Mohand ben Messaoud Ababou

Alias Cheikh Messaoud, Cheikh Moh', Hadj Messaoud ou encore Cheikh el Hadj Messaoud. Né à la fin du XIXe siècle à Tamjount (Maroc) mort en avril 1977 à Boured (Maroc). Père , beau-père et tuteur de cinq des principaux acteurs du coup d'état de Skhirat, tour à tour seigneur féodal de la tribu Gzenaya , vétéran de la guerre du rif et figure de l'indépendance marocaine il était proche à la fois d' Abdelkrim el-Khattabi et du docteur el-Khattib,

Biographie

Origine et famille

Né à la toute fin du XIXe siècle à Tamjount commune de Boured cercle d’Aknoul province de Taza au sein du fief familial de la famille Ababou (faction asht Assem de la tribu des Igzenayen), fils unique d’un seigneur féodal local du bled as siba (Messaoud ben Mohand Ababou) il est le père de 20 enfants (9 garçons et 11 filles) parmi lesquels les lieutenants colonels M'hamed et Mohamed Ababou, coorganisateurs du coup d'état de Skhirat, et le sergent-chef Abdelaziz Ababou (mort à Tazmamart). Mohand ben Messaoud Ababou alias Cheikh Messaoud est issu d'une veille famille [1],[2]de la noblesse [3]terrienne marocaine[4] (il est en outre un cousin éloigné du grand chambellan de Moulay Youssef, le hajib si el Hadj Thami Ababou[5], dont il demeura proche jusqu'à sa mort en 1942).

Au moment de sa mort le caid Medbouh de Gzenaya lui confie son jeune fils général Medbouh un futur commanditaire du coup d'État de Skhirat dont il financera une partie de l’éducation.

Avant la Guerre du rif

Il a été seigneur féodal d'une région[6] autour de Tamjount (asht Assem ) du bled es-siba qui ne connait encore aucune présence coloniale, et ce au cours d'une période obscure de relative anarchie et marquée par des affrontement violents entre seigneurs locaux.

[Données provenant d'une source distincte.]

PR #2032, opened 2020-07-15
add warning message to prevent users sharing their seed phrase with scammers

James-Sangalli:
Similar to https://github.com/AlphaWallet/alpha-wallet-android/pull/1510


James-Sangalli:
@hboon actually neither the original or the amended fit on the iphone 5s screen

James-Sangalli:
https://github.com/AlphaWallet/alpha-wallet-ios/issues/2033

Dans le rif central, des rivalités opposaient principalement trois grand clans: celui de Omar Hamidou ( Mernissa) , celui de Ahmed Bekkcih (Gzenaya) et celui des Ababou (Gzenaya). [7] La guerre du rif va bientôt venir se superposer à ce jeu à trois bandes car seuls les Ababou et leur faction choisiront définitivement le camps de Abdelkrim el Khattabi en répondant à son appel.[8]

Guerre du rif (1921-1926)

Il est l’un des seuls seigneurs du nord du Maroc à répondre positivement à l’appel[6] de Abdelkrim el Khattabi au début de la guerre du rif, il ne rendra les armes qu’à la toute fin du conflit lors de la prise de son territoire (Boured, Bou Zineb,Tamjount etc) par le capitaine Bournazel et ses troupes ce qui marquera le début de l’assaut du dernier bastion rifains à Targist et mènera donc à la reddition[9] d’Abdelkrim el-Khattabi[10].

Mohand ben Messaoud Ababou participera avec son clan aux batailles de Ain Mediouna, Mernissa ou encore Bou Zineb.

Après tergiversation des autorités françaises et devant leur incapacité à désigner un notable accepté par la tribu, Il sera finalement nommé de 1926 à octobre 1955 cheikh d’Asht Assem par le protectorat, malgré sa proximité avec Abdelkrim el-Khattabi.

Période du protectorat (1926-octobre 1955)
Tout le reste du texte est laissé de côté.